Welcome back to Part 2 of the Student Apartment Hunting Guide! After a holiday hiatus, I’m here to give you all the advice I can muster on a) things to check in each of the apartments you visit, and b) questions to ask a landlord to ensure you’ll be a good fit for the space. (If you missed it, Part 1 covers the basic step-by-step process of securing an apartment/living space in the Greater Toronto Area, as well as some different avenues to help you search for potential locations.) The last thing you want is to move into a space that seems to have everything you need, only to discover that your water pressure ranges between ‘spit’ and ‘dribble’, or that the cellphone reception is atrocious, or that out of the six wall sockets in the living room, only two are functional. All of these hassles are easily avoidable–you just need to be smart with your apartment viewings!

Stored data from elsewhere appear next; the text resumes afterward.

PR #1750, opened 2015-01-30
[[ Scriptify revSaveAsStandalone ]] Move revSaveAsStandalone and revSBLi...

livecodeali:
...brary substacks out of revStandaloneSettings stackfile and into script-only stackfiles


livecodeali:
Closing because this has a couple of errors and will be superseded.

PR #1754, opened 2015-01-30
🍄 [[ Builder ]] Further work on encoding/decoding module

peter-b:
This pull request is for continued work on encoding/decoding support for Builder, based on @livecodeali's progress in #1652.

In particular, I have:
- Added support for multi-byte replacements when encoding (only ASCII and native encodings affected)
- Added support for multi-character replacements when decoding ASCII
### Not done yet
- Support for multi-character replacements when decoding (but I can't deal with this without resolving the issues listed below).
### Unresolved issues

There are still some unresolved issues when decoding UTF-8, UTF-16 and UTF-32.
1. When decoding UTF-8, we still use `UTF8ToUnicode()`, which detects and ignores errors with helpful comments like:
   
   ```
   foundation-legacy.cpp:401: // This is an error
   ```
   
   Should there be a `MCStringCreateWithUTF8CharsAndReplacement()` function?  My current feeling is that `MCStringCreateWithBytesAndReplacement()` should be able to detect UTF-8 encoding errors and thus a replacement for `UTF8ToUnicode()` is needed.
2. When decoding UTF-16 and UTF-32, what should be done with trailing bytes? Should they be ignored, should they cause a replacement string to be inserted, or should they always cause an error?  @livecodeali  and I have discussed it, and have had difficulty coming to a solid conclusion.
3. When decoding UTF-16, what should be done about unpaired surrogates? Given that we can safely round-trip an unpaired surrogate through LiveCode's internal representation, I don't think that it makes sense to consider them to be a encoding error.
4. What should be done about UTF-16 encoded as UTF-8? @runrevmark brought this up in the previous pull request.

Several of these issues could be solved by allowing flags to be passed to the codec functions, at the cost of making the API even **more** complicated.


peter-b:
Discussion with @runrevmark today (offline).

About the unresolved issues: the thing that determines a decoding error is if we encounter something while decoding that we can't represent internally. That means:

The Basics: A Checklist For Inspection

  1. Open all of the cupboards and cabinets. You’re looking for holes in the walls that rodents might get through, and you’re also looking for evidence of pests and bugs: poison traps, mouse turds, and bug poop (which looks like black pepper, apparently). If you find any of this, it’s safe to assume the apartment has some pest problems.
  2. Turn everything on and off again. If the lights don’t work, well, that’s an obvious problem.
  3. Check that all the outlets are functioning. How do you do this? Bring a small thing with you to plug into each socket–a little nightlight will do, or else your phone charger.
  4. Check the water pressure for EVERYTHING. Turn the faucets on and off, testing for a) water pressure and b) hot/cold water. Flush all the toilets to see how well they drain. Turn the shower on and test how strong the pressure is there, too.
  5. Check the cellphone reception in every room. I’m guessing it’d be more than a minor annoyance to discover your new bedroom is a total dead zone.
  6. Make sure your furniture will actually FIT. Bring a tape measure and jot down the dimensions of the rooms. If your big ol’ king-size bed isn’t going to fit in the bedroom, you’re out of luck. (But less out of luck than if you’d waited until later to find out.)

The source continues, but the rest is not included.